## 1. Introduction

In this tutorial, we’ll look at how to create a maze algorithmically.

Since there are many different types of mazes and ways to create them, we’ll only look at perfect mazes in the shape of a square.

## 2. Types of Mazes

Mazes come in many different types and shapes. The most common ones are rectangular and circle-shaped mazes.

Typically, a maze has a defined start and endpoint with a single way from the start to the end. However, there might be multiple endpoints, multiple starting points, and more than one possible path from the start to the end.

A maze can also have disconnected areas, which means there is no path from the rest of the maze to that area.

**A maze where every point is reachable and where there is only one single path from one point in the maze to any other point is called a perfect maze**. That’s the type of maze we’ll look at in this article.

## 3. Maze Generation Based on MST

The classical way to generate a perfect maze is a nice practical application of a Minimum Spanning Tree (MST).

In this article, we won’t discuss MSTs in more detail. The reader who isn’t familiar with MSTs can read more on that topic in our articles on Minimum Spanning Tree Vs Shortest Path Tree and Kruskal’s vs Prim’s Algorithm.

**The basis for our maze generation is a graph. The edges of a graph represent a connection between two junctions of a maze**.

In the following, we’ll only consider mazes of rectangular shape. However, the underlying graph can be visualized in many different ways.

To generate a maze, we start with a grid (Figure 1). Then we connect every cell with all neighboring cells. Figure 2 shows the resulting connectivity graph in blue:

In the next step, we remove the grid and assign random weights to every edge of the graph (Figure 3). Now, we can calculate the MST using an algorithm of our choice. Figure 4 shows an example of an MST based on randomly assigned weights:

In the last step, we remove all the initial grid walls, which intersect with the MST (Figure 5). The result is a randomized perfect maze (Figure 6):

The maze in Figure 6 doesn’t have a single start or end yet. We can choose a random start vertex and a random end vertex, and since an MST has only one path from every cell to any other, the same is also true for our maze.

Furthermore, we can easily calculate the path from a given start vertex to a given end vertex using a shortest-path algorithm like Dijkstra’s Algorithm. Figures 7 and 8 show the path from the bottom left to the top right and top left, respectively:

We get an interesting variation if we consider the MST itself as walls as well. Figure 9 shows an example (the vertices of the MST are shown in red). This maze has one single path which forms the entire maze.

That means if we start at any point and follow the maze (there’s no branching), we end up at the same point and have traversed the whole maze:

## 4. Maze Generation Based on Randomized DFS

### 4.1. Description

Another way of generating a maze is by applying a randomized Depth First Search (DFS) to the grid.

The algorithm starts at a given cell and marks it as visited. It selects a random neighboring cell that hasn’t been visited yet and makes that one the current cell, marks it as visited, and so on.

If the current cell doesn’t have a neighbor that hasn’t been visited yet, we move back to the last cell with a not-visited neighbor.

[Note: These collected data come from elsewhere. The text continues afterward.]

PR #1666, opened 2021-09-13
Add multi-line if condition in workflow

### LINKED ISSUE #1663: "Publish to PyPI" job skips actual deployment step
- PyBaMM version - 21.08
- Python version - na

On both workflows [Build and publish Python wheels](https://github.com/pybamm-team/PyBaMM/blob/develop/.github/workflows/build_wheels.yml) and [Build and publish python sdist](https://github.com/pybamm-team/PyBaMM/blob/develop/.github/workflows/build_sdist.yml), the job that should upload the wheels (or sdist) to PyPI actually doesn't do anything when the workflow is triggered by a merge event on `main`. Both steps "Publish wheels/sdist on PyPI" or "Publish wheels/sdist on TestPyPI" are skipped. 

**Expected behavior**: Only step "Publish wheelsdist to TestPyPI" is skipped and wheels/sdist are uploaded to PyPI.

## Details

When the workflow is triggered from a merge event, it seems like both the conditionals
```
if: github.event.inputs.target == 'pypi'
```
or 
```
if: github.event.inputs.target == 'testpypi'
```
evaluate to false. Probably because `github.event.inputs.target` isn't defined?

This workflow works as expecred when manually triggered (using workflow dispatch). In this case if: `github.event.inputs.target == 'pypi'` is properly set to `pypi` or `testpypi` according to whichever is selected when triggering the workflow. I initially thought that defining `pypi` as the `default` entry would be enough for deploying to PyPI when triggering the workflow from a merge event.

Being able to choose between TestPyPI and PyPI when triggering the workflow manually is very useful for testing. Unless there is a better of doing something similar, I'd like to keep this in place. The question is then how not to skip the PyPI step when running after a merge event? Can `github.event.inputs.target` be defined in this case? Can we maybe check it's undefined?

Useful links:

- https://docs.github.com/en/actions/reference/events-that-trigger-workflows
- https://docs.github.com/en/actions/reference/context-and-expression-syntax-for-github-actions#github-context

**To Reproduce**

Push or merge something to `main` (preferentially on your own fork of PyBaMM). 
Go to the "Actions" tab on GitHub and observe how PyBaMM is built but actual deploy step is skipped.

priyanshuone6:
# Description

Add multi line if condition to trigger the workflow from a merge event in the main branch

Fixes #1663 

See test workflow run [here](https://github.com/priyanshuone6/PyBaMM/runs/3587866795?check_suite_focus=true)
(It skipped the pypi event and only ran the testpypi event from a merge because I added the multi-line condition to testpypi)

### DIFF
--- a/.github/workflows/build_sdist.yml
+++ b/.github/workflows/build_sdist.yml
@@ -53,7 +53,9 @@ jobs:
           path: sdist
 
       - name: Publish sdist on PyPI
-        if: github.event.inputs.target == 'pypi'
+        if: |
+          github.event.inputs.target == 'pypi' ||
+          (github.event_name == 'push' && github.ref == 'refs/heads/main')
         uses: pypa/gh-action-pypi-publish@master
         with:
           user: __token__
--- a/.github/workflows/build_wheels.yml
+++ b/.github/workflows/build_wheels.yml
@@ -81,7 +81,9 @@ jobs:
           name: wheels
 
       - name: Publish wheels on PyPI
-        if: github.event.inputs.target == 'pypi'
+        if: |
+          github.event.inputs.target == 'pypi' ||
+          (github.event_name == 'push' && github.ref == 'refs/heads/main')
         uses: pypa/gh-action-pypi-publish@master
         with:
           user: __token__


tlestang:
Looking good!

PR #1670, opened 2021-09-14
Remove .zip sdist

priyanshuone6:
# Description

Remove .zip from sdist as only one sdist may be uploaded per release.
https://github.com/pybamm-team/PyBaMM/runs/3596099765?check_suite_focus=true


brosaplanella (approved):
Looks good, thanks Priyanshu!

PR #1675, opened 2021-09-15
Issue 1673 import parameters chemistry error

### LINKED ISSUE #1673: Import parameters from chemistry fails when importing from local parameter set
- PyBaMM version - `$ python -m pip show pybamm`: 21.8
- Python version - `$ python --version`: 3.7.4

**Describe the bug**
When there is a local folder `lithium_ion` with the parameter set, importing parameters from chemistry fails.

**To Reproduce**
1. Run on bash `pybamm_edit_parameter lithium_ion`
2. Then, in the same folder run the following pybamm command: `pybamm.ParameterValues(chemistry=pybamm.parameter_sets.Chen2020`

**Expected behaviour**
It should import the parameters as usual.

brosaplanella:
# Description

This allows importing parameters via chemistry that is in the local directory. I don't think this fixes importing parameters from other folders via chemistry. This is a much more complicated issue (I believe), but this fix should be enough for the workshop.

Fixes #1673 

## Type of change

# Key checklist:

## Further checks:

### DIFF
--- a/CHANGELOG.md
+++ b/CHANGELOG.md
@@ -56,6 +56,7 @@ example notebook ([#1602](https://github.com/pybamm-team/PyBaMM/pull/1602))
 
 ## Bug fixes
 
+-   Fixed bug with `load_function` ([#1675](https://github.com/pybamm-team/PyBaMM/pull/1675))
 -   Updated documentation to include some previously missing functions, such as `erf` and `tanh` ([#1628](https://github.com/pybamm-team/PyBaMM/pull/1628))
 -   Fixed reading citation file without closing ([#1620](https://github.com/pybamm-team/PyBaMM/pull/1620))
 -   Porosity variation for SEI and plating models is calculated from the film thickness rather than from a separate ODE ([#1617](https://github.com/pybamm-team/PyBaMM/pull/1617))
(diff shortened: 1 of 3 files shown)


brosaplanella:
PS: we need to include this fix in the released version for the workshop, so not sure what is the right pipeline for this.

tinosulzer:
Let's make a patch release for this. Can you make a PR to main with version 21.8.1?

tinosulzer (approved):

brosaplanella:
So, do I merge this to main first with the new version number and then we merge main to develop?

tinosulzer:
Yep, but don't merge this directly to main since it will also merge the other recent changes to develop. You need to make a new branch from main with just these changes. Might be possible with git cherry pick or just do manually

brosaplanella:
When we switched to calendar versioning we removed the patch number (it is just 21.08 now). Should I bring it in? Technically it is not a new version but just a patch to fix a bug mostly because of the workshop (otherwise we could wait until the next release).

tinosulzer:
Hmm ok yeah change it to 21.08.post2 then (in setup.py), and just add the line to changelog but don't make it a new section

The algorithm finished when there is no not-visited cell anymore.

Here is the outline of the algorithm:

```
algorithm CreateMaze():
// OUTPUT
// A maze generated using randomized DFS
startVertex <- Vertex(0, 0)
randomizedDFS(startVertex)
algorithm RandomizedDFS(vertex):
// INPUT
// vertex = current vertex in the maze
// OUTPUT
// Modifies the maze structure
mark vertex as visited
nextVertex <- next random unvisited neighbour
while nextVertex != null:
connectCells(vertex, nextVertex)
randomizedDFS(nextVertex)
nextVertex <- next random unvisited neighbour
```

The algorithm is recursive and might cause memory issues for big mazes. However, it can easily be implemented as an iterative algorithm similar to the normal DFS.

### 4.2. Example

The animation shows the current cell in red. Note how the jumps become bigger the more cells are part of the maze:

## 5. Conclusion

We’ve seen two different ways of creating a perfect maze, a randomized MST and a randomized DFS.

There are many ways to visualize a maze. Still, the underlying data structure is always a graph, which means that we can apply graph theory theorems to analyze maze generation and pathfinding in a maze.

Overall, mazes are a fun and practical way to explore graph theory.